Der Gedanke ist mit getRTC schaue ich ob das Datum > 2022 ist wenn ja dann darf die Anlage arbeiten wenn nein
setzte das Datum und die Uhrzeit.

Wie kann ich dies realisieren in Codesys 2.3

MfG AW


----------



## .:WAGO::0105239:. (7 April 2022)

Hallo AW123,
wie oben beschrieben ließt die Funktion SysRtcGetTime die aktuelle Echtzeit vom Controller aus und wird dadurch nicht in der Simulation unterstützt. Die Funktion SysRtcSetTime setzt die aktuelle Echtzeit vom Controller, dieses wird auch nicht in der Simulation unterstützt, da Sie mit der Simulation nicht auf die Systemfunktionen eines Controllers zurückgreifen können.

Ihren Ansatz, falls die Uhrzeit DT#1970-01-01-00:00 beträgt, kann ich nicht nachvollziehen. Wenn Sie mit der Funktion SysRtcGetTime die Uhrzeit  DT#1970-01-01-00:00 erhalten, wie soll dann die aktuelle Uhrzeit via SysRtcSetTime gesetzt werden. Hier können Sie wenn nur eine fest vorgegebene Zeit mit der Funktion SysRtcSetTime setzen oder Sie geben die zu schreibende Uhrzeit z.B. aus der Visualisierung vor.


----------



## AW123 (7 April 2022)

.:WAGO::0105239:. schrieb:


> Hallo AW123,
> wie oben beschrieben ließt die Funktion SysRtcGetTime die aktuelle Echtzeit vom Controller aus und wird dadurch nicht in der Simulation unterstützt. Die Funktion SysRtcSetTime setzt die aktuelle Echtzeit vom Controller, dieses wird auch nicht in der Simulation unterstützt, da Sie mit der Simulation nicht auf die Systemfunktionen eines Controllers zurückgreifen können.
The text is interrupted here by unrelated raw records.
PR #1294, opened 2020-01-29
Compact types

dimitropoulos:
before:

Screenshot_20200129_074136

after:

Screenshot_20200129_074109

When https://github.com/microsoft/TypeScript/pull/29317 lands, this will be able to be further improved to remove `false`, `0`, `""`, and `NaN`.  If you want to make an issue to check up on that when that happens please do.

### DIFF
--- a/types/index.d.ts
+++ b/types/index.d.ts
@@ -1150,7 +1150,7 @@ declare namespace RamdaAdjunct {
          * Creates an array with all falsy values removed.
          * The values false, null, 0, "", undefined, and NaN are falsy.
          */
-        compact<T>(list: Array<T>): NonNullable<T>[];
+        compact<T>(list: T[]): Array<NonNullable<T>>;
 
         /**
          * Returns a new list containing the contents of the given list, followed by the given
--- a/types/index.d.ts
+++ b/types/index.d.ts
@@ -1150,7 +1150,7 @@ declare namespace RamdaAdjunct {
          * Creates an array with all falsy values removed.
          * The values false, null, 0, "", undefined, and NaN are falsy.
          */
-        compact(list: any[]): any[];
+        compact<T>(list: T[]): NonNullable<T>[];
 
         /**
          * Returns a new list containing the contents of the given list, followed by the given
--- a/types/index.d.ts
+++ b/types/index.d.ts
@@ -1150,7 +1150,7 @@ declare namespace RamdaAdjunct {
          * Creates an array with all falsy values removed.
          * The values false, null, 0, "", undefined, and NaN are falsy.
          */
-        compact<T>(list: T[]): NonNullable<T>[];
+        compact<T>(list: Array<T>): NonNullable<T>[];
 
         /**
          * Returns a new list containing the contents of the given list, followed by the given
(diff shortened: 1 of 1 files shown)


char0n:
Thank you for your contribution. Currently the build is failing on `ERROR: 1153:32  array-type  Array type using 'T[]' is forbidden for non-simple types. Use 'Array<T>' instead.`. 

Can you please align with that ? In order to verify this locally just run `npm run lint` which will list your changes made in typescript files.

dimitropoulos:
I was confused by this because `T[]` is found _all over_ that file.  By the way I happen to disagree with the rule but that's irrelevant.

I ran `npm run lint` before making any change and got:
```
$ npm run lint

> ramda-adjunct@2.25.0 lint /home/dimitri/src/github.com/char0n/ramda-adjunct
> better-npm-run lint

running better-npm-run in /home/dimitri/src/github.com/char0n/ramda-adjunct
Executing script: lint

to be executed: eslint ./ && tslint --project types/tsconfig.json -c types/tslint.json types/**/*.ts 
```

Could it be that something is off?  Test flake??

Is it asking for me to do `Array<NonNullable<T>>`?

char0n:
Right, so the linting works. I dug deeper and the problem is with the tests of the typings. If you run `npm run test:types` you'll see the error. IMHO if you amend the signature from
```ts
compact<T>(list: T[]): NonNullable<T>[];
```
to 
```ts
compact<T>(list: Array<T>): NonNullable<T>[];
```
then we should be fine. I don't have strong opinions about TypeScript as I'm not doing on daily basis, that's why ramda-adjunct adopts [dtslint](https://github.com/microsoft/dtslint) which is opinionated enough drives consistency of our typescript code.

types/index.d.ts
```diff
@@ -1150,7 +1150,7 @@ declare namespace RamdaAdjunct {
          * Creates an array with all falsy values removed.
          * The values false, null, 0, "", undefined, and NaN are falsy.
          */
-        compact(list: any[]): any[];
+        compact<T>(list: T[]): NonNullable<T>[];
```
```suggestion
        compact<T>(list: Array<T>): NonNullable<T>[];
```

dimitropoulos:
well.  cool.  I learned something!  Thanks, as always for the great project.  I'm always happy to contribute.

That said: sure does seem like something is wrong here?
Screenshot_20200130_085322

types/index.d.ts
```diff
@@ -1150,7 +1150,7 @@ declare namespace RamdaAdjunct {
          * Creates an array with all falsy values removed.
          * The values false, null, 0, "", undefined, and NaN are falsy.
          */
-        compact(list: any[]): any[];
+        compact<T>(list: Array<T>): NonNullable<T>[];
```
```suggestion
        compact<T>(list: T[]): Array<NonNullable<T>>;
```

char0n:
Yeah, that looks crazy, I had to checkout inside your branch to understand what is going on. I've suggested a change that finally works and tested it locally that it really works.

types/index.d.ts
dimitropoulos: cool, yeah, that's what I was trying to say in https://github.com/char0n/ramda-adjunct/pull/1294#issuecomment-579824632

sounds good.

char0n:
Took us some time to figure it out but we made it. Thank you!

Ich weis, dass ich die Uhrzeit nicht simulieren kann. Ich hatte kurzzeitig eine Steuerung zur Verfügung um dies zu testen.
Das auslesen hatte auch super funktioniert. Nur als ich versucht habe ein anderes Datum zu schreiben (forcen der Variable in der Funktion SetTime) wurde mir bei GetTime immer noch das alte Ergebnis angezeigt.



.:WAGO::0105239:. schrieb:


> Ihren Ansatz, falls die Uhrzeit DT#1970-01-01-00:00 beträgt, kann ich nicht nachvollziehen. Wenn Sie mit der Funktion SysRtcGetTime die Uhrzeit  DT#1970-01-01-00:00 erhalten, wie soll dann die aktuelle Uhrzeit via SysRtcSetTime gesetzt werden. Hier können Sie wenn nur eine fest vorgegebene Zeit mit der Funktion SysRtcSetTime setzen oder Sie geben die zu schreibende Uhrzeit z.B. aus der Visualisierung vor.
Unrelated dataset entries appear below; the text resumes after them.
PR #1320, opened 2020-02-20

js636f:
Batch 19

Files:
test/
- move.js
- nand.js
- neither.js
- nonePass.js
- noop.js

src/
- neither.js
- nonePass.js

### DIFF
--- a/src/neither.js
+++ b/src/neither.js
@@ -1,5 +1,4 @@
-import { compose, complement, either } from 'ramda';
-import curry2 from 'ramda/src/internal/_curry2';
+import { curry, compose, complement, either } from 'ramda';
 
 /* eslint-disable max-len */
 /**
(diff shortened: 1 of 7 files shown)


src/neither.js
```diff
@@ -1,4 +1,5 @@
 import { compose, complement, either } from 'ramda';
+import curry2 from 'ramda/src/internal/_curry2';
```
char0n: Can we use `curry` or `curryN` instead of internal `curry2`. We only use `curry1` from internals and probably get rid of it in the future and replace it with `curryN` so that we're dependant on internal api or ramda as few as possible.

src/neither.js
```diff
@@ -33,6 +34,6 @@ import { compose, complement, either } from 'ramda';
  * f(9); //=> true
  */
 /* eslint-enable max-len */
-const neither = compose(complement, either);
+const neither = curry2(compose(complement, either));
```
char0n: curry or curryN

src/neither.js
js636f: OK, I used curry instead of curry2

Das Ziel ist, die Uhrzeit via Panel und Modbus zu setzen / übertragen.
Ich trage Datum Uhrzeit im Panel ein -> schiebe dies als DT Format in eine Variable -> diese variable lade ich in SetTime.


----------



## .:WAGO::0105239:. (7 April 2022)

AW123 schrieb:


> Ich weis, dass ich die Uhrzeit nicht simulieren kann. Ich hatte kurzzeitig eine Steuerung zur Verfügung um dies zu testen.
> Das auslesen hatte auch super funktioniert. Nur als ich versucht habe ein anderes Datum zu schreiben (forcen der Variable in der Funktion SetTime) wurde mir bei GetTime immer noch das alte Ergebnis angezeigt.



Stellen Sie doch bitte mal Ihren Programmcode zur Verfügung, gerne auch als Privatnachricht.
Alternativ können Sie auch den nachfolgenden Code ausprobieren.

Deklaration:
PROGRAM PLC_PRG
VAR
    dummy: BOOL;
    dtGetTime: DT;
    dtSetTime: DT;
    xStartSetTime: BOOL;
END_VAR


Programm:
dtGetTime:=SysRtcGetTime(dummy);

IF xStartSetTime THEN
SysRtcSetTime(dtSetTime);
 xStartSetTime:=FALSE;
END_IF


----------



## AW123 (8 April 2022)

Ok ich habe den Fehler gefunden. Ich hatte die Funktion dauerhaft aufgerufen "SetTime".
Sonst hatte ich es eig. Identisch.
Dies werde ich so das nächste mal ausprobieren wenn ich wieder eine Steuerung zur Verfügung habe.

Vielen Dank.


----------